Peering back 10 billion years into the universe’s past, astronomers have found a pair of quasars that are so close to each other they look like a single object in ground-based telescopic photos, but not in Hubble Space Telescope’s crisp view.
The researchers believe the quasars are very close to each other because they reside in the cores of two merging galaxies. The team went on to discover yet another quasar pair in another colliding galaxy duo.
A quasar is a brilliant beacon of intense light from the centre of a distant galaxy that can outshine the entire galaxy.
It is powered by a supermassive black hole voraciously feeding on inflating matter, unleashing a torrent of radiation.
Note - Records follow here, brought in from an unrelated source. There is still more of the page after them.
PR #1953, opened 2024-07-26
Fix to_json_file function in BaseConfig

yuwenzho:
## Type of Change

bug fix
API changed or not

## Description

Fix to_json_file function in BaseConfig

local test

## Dependency Change?

no


yiliu30 (approved):
Thanks!

chensuyue:
Will fixed in internal repo first.

PR #1954, opened 2024-07-26
Fix itrex qbits nf4/int8 training core dumped issue

Kaihui-intel:
## Type of Change

bug fix

## Description

TBB not installed when use `parallel=True`

`numba -s` has a section __Threading Layer Information__ that reports on the availability of threading layers in the current environment.
https://numba.readthedocs.io/en/stable/user/threading-layer.html#which-threading-layers-are-available

solution:
`pip install tbb`
Docker may need to set up an environment
`export LD_LIBRARY_PATH=/usr/local/lib/:$LD_LIBRARY_PATH`

## Dependency Change?


yiliu30 (approved):

yiliu30:
> export LD_LIBRARY_PATH=/usr/local/lib/

-> `export LD_LIBRARY_PATH=/usr/local/lib/:$LD_LIBRARY_PATH`

chensuyue:
We should add the description here: https://github.com/intel/neural-compressor/blob/master/docs/source/faq.md

chensuyue (approved):

PR #1985, opened 2024-08-23
add hasattr check for torch fp8 dtype

xin3he:
## Type of Change

bug fix

## Description

dtype initialization in global is not compatible with old torch version.
fix it with `hasattr` check

UT pass with old torch version


thuang6 (approved):

thuang6:
how about adding this fix to patch release to avoid failure in old Torch version @chensuyue

chensuyue (approved):

PR #1993, opened 2024-09-03
 Remove the save of gptq config

Kaihui-intel:
## Type of Change

feature 

## Description

Before 3.x, INC returned qdq model and then packed it with gptq-config. Now, INC directly return a packed model.

## Dependency Change?


yiliu30:
Please update the PR description to provide more background on why we need to remove it.

xin3he (approved):

yiliu30 (approved):

PR #2002, opened 2024-09-12
enable auto_round format export

WeiweiZhang1:
## Type of Change

feature
API not changed


Kaihui-intel (approved):
In order to pass CI, it may be necessary to switch to the version of Autoround and ask @XuehaoSun  for help

XuehaoSun (approved):

PR #832, opened 2020-07-01
check ptempreport is not null before printing

Puttichai:
The debug level can change. We should not rely on the checking of `IS_DEBUGLEVEL(...)` to imply that `ptempreport` is initialized previously or not.
If the debug level changes in the middle from the level higher than verbose to verbose, `report.__str__()` will be called, causing segfault.


rdiankov:
thanks~

PR #833, opened 2020-07-03
Migrate tool size safety links

kanunikov-denys:
change `toolSizeSafetyLinks` -> `toolSizeSafetyLinkNames` in gripper info to have correct conversion of link name for connected bodies.


kanunikov-denys:
decided to do in a different way, same as adding prefixes for `linknames` in robotconnectedbody.cpp

PR #834, opened 2020-07-08
Fix basic RRT params processing

Puttichai:
Fixed the issue that RRT parameters (`_minimumgoalpaths`) are not processed.


rdiankov:
thanks~

PR #835, opened 2020-07-09
Get static joint value directly from it's dof limit; use _tLeft* as the transform from parent link to child link

tgn3000:
- If between a parent link (L0) and a child link (L1) is a static joint, then its joint value is always 0 by convention, and we store the complete transform from L0 to L1 in `_tLeft*`, and let `_tRight*` be identity.

### DIFF
--- a/src/libopenrave/kinbody.cpp
+++ b/src/libopenrave/kinbody.cpp
@@ -1837,7 +1837,7 @@ void KinBody::SetDOFValues(const std::vector<dReal>& vJointValues, uint32_t chec
                 break;
             }
         }
-        else {
+        else if ( !pjoint->IsStatic() ) {
             if( pjoint->GetType() == JointRevolute ) {
                 tjoint.rot = quatFromAxisAngle(pjoint->GetInternalHierarchyAxis(0), pvalues[0]);
                 pjoint->_doflastsetvalues[0] = pvalues[0];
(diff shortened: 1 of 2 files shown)


yoshikikanemoto:
thanks for digging into the problem.

i think it is better to move the logic to compute `tjoint` from `pvalue` to `Joint` class if you want to introduce the rule to store the complete transform into `tLeft`. that way, we can narrow scope of the local rule into `Joint` class. we can also skip multiplication to compute `tjoint` for static joint. how do you think about this idea?

Additionally to the above,  since `GetInternalHierarchy(Left|Right)Transform` is a public interface to users, changing behavior of `tLeft` and `tRight` might not be a good idea.

is there any reason behind forcing user to set `[0, 0]` joint limit? shouldn't `[-1, -1]` etc be allowed? 

FYI: not only `SetDOFValues`, `SetDOFVelocities` also can have the same improvement

rdiankov:
@yoshikikanemoto i told gary to put everything in tLeft so that we can drop tRight from any type of computation for static joints. i think this is the only way to save on computation, and i don't think it changes any conventions since joint transform should always be identity.

yoshikikanemoto:
@rosen computation-wise, putting everything to `tLeft` is ok. but the public interfaces to get anchor point of joint will be affected. some user might put some meaning to the anchor point of static joint

rdiankov:
@tgn3000 thanks! i patched up some forgotten variables.

yoshiki, whatever those people are trying to do with joint anchors on static links, i'm sure there are better ways, so i don't see why we need to support it.

tgn3000:
@yoshikikanemoto Thank you for your help and comments!
@rdiankov I saw your changes and those warnings better than my original forceful BOOST_ASSERT.
Thanks guys~

PR #836, opened 2020-07-10
Fix computing DOF velocities

yoshikikanemoto:
there were two mistakes related to computing DOF velocities.
1. `childindex` was wrongly computed
2. given link velocities were not used for one dof joint


rdiankov:
thanks!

“We estimate that in the distant universe, for every 1,000 quasars, there is one double quasar. So finding these double quasars is like finding a needle in a haystack,” said lead researcher Yue Shen of the University of Illinois at Urbana-Champaign in the US.
The discovery of these four quasars offers a new way to probe collisions among galaxies and the merging of supermassive black holes in the early universe, researchers said.
Quasars are scattered all across the sky and were most abundant 10 billion years ago. There were a lot of galaxy mergers back then feeding the black holes. Therefore, astronomers theorise there should have been many dual quasars during that time.
“This truly is the first sample of dual quasars at the peak epoch of galaxy formation with which we can use to probe ideas about how supermassive black holes come together to eventually form a binary,” said research team member Nadia Zakamska of the Johns Hopkins University in Baltimore, Maryland.
The team’s results appeared in the online issue of the journal Nature Astronomy.
Shen and Zakamska are members of a team that is using NASA’s Hubble Space Telescope, the European Space Agency’s Gaia space observatory, and the Sloan Digital Sky Survey, as well as several ground-based telescopes, to compile a robust census of quasar pairs in the early universe.
The observations are important because a quasar’s role in galactic encounters plays a critical part in galaxy formation, the researchers said.